#### [What you need to do]
Tally the lines below that contain the word "preserve". Only the total should be given.

START Records to use

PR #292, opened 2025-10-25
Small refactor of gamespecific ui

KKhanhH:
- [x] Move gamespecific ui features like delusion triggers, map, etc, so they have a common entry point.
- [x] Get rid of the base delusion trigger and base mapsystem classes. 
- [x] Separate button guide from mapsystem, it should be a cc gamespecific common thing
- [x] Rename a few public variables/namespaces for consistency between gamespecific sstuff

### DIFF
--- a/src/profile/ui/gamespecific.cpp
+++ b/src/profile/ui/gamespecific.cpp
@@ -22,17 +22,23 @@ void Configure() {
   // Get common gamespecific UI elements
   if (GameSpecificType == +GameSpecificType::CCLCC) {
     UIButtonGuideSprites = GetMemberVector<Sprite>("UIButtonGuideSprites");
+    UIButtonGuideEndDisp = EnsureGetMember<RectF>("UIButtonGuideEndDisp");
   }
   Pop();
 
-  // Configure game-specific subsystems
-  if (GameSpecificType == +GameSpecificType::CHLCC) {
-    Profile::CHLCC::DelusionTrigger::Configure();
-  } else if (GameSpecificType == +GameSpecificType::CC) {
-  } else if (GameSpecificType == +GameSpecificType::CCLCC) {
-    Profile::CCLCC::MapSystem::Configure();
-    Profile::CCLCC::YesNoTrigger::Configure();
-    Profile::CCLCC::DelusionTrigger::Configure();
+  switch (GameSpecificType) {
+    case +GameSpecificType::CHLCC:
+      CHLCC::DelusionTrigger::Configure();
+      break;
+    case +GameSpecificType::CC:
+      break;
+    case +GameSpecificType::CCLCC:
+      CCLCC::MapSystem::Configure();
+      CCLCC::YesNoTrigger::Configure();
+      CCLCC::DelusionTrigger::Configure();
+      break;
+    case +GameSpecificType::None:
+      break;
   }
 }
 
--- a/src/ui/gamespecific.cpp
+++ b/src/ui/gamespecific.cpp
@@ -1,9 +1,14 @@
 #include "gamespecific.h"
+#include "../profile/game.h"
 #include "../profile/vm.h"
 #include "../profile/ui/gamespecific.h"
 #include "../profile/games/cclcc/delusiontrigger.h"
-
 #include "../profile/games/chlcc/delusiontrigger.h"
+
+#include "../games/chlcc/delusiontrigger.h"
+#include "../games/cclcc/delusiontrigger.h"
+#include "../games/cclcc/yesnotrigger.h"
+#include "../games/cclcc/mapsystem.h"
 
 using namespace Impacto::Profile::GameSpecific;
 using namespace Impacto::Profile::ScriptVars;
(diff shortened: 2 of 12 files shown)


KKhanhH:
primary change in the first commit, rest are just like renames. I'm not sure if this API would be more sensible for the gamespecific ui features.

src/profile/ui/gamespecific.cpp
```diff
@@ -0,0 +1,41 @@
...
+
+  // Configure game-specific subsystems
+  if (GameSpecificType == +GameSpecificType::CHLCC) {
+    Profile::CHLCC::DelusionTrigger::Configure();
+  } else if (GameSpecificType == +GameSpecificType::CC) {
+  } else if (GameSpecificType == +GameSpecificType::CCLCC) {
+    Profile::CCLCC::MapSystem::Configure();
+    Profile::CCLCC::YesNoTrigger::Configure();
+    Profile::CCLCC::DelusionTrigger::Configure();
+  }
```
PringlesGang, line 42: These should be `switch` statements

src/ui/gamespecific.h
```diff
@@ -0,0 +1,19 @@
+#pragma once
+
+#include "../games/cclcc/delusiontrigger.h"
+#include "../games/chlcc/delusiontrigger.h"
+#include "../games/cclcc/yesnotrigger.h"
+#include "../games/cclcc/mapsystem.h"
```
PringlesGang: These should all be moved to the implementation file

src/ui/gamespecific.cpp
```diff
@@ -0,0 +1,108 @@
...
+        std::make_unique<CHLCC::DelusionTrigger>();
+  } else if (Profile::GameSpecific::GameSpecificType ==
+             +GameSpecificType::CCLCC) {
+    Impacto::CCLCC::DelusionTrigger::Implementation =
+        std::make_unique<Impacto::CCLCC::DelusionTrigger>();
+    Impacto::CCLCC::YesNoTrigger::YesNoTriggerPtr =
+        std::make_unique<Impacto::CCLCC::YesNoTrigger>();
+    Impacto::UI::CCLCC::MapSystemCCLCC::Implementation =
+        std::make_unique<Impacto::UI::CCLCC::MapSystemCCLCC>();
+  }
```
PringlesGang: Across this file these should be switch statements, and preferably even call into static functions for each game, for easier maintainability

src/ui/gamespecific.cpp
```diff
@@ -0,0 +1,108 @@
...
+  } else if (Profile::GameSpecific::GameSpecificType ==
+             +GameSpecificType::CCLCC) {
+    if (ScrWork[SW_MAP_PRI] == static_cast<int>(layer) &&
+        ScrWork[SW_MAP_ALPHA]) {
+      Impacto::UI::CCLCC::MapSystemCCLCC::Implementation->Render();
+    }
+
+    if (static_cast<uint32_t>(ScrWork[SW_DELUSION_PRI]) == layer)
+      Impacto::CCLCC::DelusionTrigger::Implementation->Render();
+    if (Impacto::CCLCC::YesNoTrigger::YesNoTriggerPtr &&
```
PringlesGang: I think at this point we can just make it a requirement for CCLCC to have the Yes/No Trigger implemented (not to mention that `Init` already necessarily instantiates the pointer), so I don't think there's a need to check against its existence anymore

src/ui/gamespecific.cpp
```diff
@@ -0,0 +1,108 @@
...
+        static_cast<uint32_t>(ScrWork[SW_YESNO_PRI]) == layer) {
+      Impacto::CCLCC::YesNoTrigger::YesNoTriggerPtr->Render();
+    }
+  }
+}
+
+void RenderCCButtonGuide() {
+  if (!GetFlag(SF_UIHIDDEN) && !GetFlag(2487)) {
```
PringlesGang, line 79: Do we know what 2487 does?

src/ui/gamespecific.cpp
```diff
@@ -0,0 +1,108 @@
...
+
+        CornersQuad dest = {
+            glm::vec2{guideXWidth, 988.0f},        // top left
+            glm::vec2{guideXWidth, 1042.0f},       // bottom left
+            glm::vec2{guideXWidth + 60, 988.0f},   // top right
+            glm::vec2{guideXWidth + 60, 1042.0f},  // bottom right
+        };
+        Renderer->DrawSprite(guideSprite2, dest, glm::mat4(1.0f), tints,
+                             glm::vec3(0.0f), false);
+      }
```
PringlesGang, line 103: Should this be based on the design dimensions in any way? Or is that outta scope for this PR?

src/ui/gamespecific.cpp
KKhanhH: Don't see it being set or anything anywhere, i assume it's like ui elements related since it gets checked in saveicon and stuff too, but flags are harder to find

END Records to use
START Records to use

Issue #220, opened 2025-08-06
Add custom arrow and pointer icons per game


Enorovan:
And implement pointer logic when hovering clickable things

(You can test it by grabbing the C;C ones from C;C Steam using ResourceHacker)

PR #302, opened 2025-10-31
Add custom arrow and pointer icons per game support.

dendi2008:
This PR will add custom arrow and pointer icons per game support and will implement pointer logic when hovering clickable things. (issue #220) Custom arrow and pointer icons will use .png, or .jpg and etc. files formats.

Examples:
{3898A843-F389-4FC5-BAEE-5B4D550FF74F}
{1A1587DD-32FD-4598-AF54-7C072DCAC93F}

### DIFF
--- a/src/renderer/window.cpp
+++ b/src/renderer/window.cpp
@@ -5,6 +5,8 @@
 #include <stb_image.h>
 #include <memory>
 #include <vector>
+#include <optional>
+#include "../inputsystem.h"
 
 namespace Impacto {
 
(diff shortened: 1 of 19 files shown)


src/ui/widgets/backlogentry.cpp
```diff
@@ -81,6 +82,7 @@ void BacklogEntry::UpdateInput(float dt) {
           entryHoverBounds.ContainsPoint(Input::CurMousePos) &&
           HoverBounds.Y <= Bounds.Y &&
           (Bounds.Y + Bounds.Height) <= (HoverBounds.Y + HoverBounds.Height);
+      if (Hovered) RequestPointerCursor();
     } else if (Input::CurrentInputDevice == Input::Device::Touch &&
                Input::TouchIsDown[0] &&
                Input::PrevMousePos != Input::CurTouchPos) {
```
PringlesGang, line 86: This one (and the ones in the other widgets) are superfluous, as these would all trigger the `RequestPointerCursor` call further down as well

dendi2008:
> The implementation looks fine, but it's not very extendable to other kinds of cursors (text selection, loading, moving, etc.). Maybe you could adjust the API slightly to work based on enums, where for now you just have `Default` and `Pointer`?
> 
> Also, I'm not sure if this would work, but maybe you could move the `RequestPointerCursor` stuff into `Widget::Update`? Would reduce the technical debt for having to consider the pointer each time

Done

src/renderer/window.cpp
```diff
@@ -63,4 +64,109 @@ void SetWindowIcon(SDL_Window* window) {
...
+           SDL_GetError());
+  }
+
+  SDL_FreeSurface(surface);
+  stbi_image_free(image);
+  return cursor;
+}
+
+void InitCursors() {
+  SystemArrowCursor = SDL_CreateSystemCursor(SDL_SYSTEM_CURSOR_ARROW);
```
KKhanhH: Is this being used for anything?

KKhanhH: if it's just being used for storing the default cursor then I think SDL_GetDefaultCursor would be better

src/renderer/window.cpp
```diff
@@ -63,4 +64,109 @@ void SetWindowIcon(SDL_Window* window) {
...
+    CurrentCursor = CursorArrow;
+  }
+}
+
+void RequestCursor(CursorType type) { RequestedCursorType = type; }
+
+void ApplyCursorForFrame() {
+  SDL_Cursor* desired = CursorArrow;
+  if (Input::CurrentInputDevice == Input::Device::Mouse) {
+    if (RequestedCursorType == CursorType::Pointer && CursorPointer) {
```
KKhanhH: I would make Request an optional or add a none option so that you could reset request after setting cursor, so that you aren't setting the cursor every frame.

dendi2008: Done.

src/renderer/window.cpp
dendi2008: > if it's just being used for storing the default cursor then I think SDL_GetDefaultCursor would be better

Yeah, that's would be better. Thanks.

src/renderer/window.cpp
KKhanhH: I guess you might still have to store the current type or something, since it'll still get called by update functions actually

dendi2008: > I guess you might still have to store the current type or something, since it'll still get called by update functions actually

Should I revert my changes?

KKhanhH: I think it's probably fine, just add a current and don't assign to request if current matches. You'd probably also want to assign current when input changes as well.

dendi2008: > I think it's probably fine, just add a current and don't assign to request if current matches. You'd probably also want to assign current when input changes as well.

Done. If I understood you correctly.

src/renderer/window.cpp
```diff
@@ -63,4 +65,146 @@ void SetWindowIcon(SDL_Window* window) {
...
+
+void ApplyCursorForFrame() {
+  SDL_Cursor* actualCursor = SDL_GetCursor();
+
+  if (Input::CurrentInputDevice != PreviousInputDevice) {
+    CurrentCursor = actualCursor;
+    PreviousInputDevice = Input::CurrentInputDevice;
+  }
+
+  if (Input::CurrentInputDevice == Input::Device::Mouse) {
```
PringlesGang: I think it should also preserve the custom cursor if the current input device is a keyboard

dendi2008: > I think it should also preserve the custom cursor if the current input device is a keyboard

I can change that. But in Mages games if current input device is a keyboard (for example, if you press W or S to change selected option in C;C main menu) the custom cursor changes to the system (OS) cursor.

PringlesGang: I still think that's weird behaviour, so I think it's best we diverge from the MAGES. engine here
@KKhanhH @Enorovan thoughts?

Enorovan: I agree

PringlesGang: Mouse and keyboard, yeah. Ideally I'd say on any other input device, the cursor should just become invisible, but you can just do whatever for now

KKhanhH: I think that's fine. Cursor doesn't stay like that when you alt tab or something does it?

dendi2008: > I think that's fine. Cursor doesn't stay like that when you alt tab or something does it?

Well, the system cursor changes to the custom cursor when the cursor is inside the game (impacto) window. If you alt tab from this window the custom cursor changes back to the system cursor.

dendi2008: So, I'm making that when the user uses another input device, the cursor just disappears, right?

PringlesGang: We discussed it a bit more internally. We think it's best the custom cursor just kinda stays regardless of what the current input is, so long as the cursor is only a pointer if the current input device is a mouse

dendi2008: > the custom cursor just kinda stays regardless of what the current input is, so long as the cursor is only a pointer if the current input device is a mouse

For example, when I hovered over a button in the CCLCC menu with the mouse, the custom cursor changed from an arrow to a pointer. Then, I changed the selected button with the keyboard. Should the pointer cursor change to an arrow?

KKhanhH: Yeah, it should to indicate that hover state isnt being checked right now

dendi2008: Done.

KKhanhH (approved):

END Records to use

#### [Response box]
2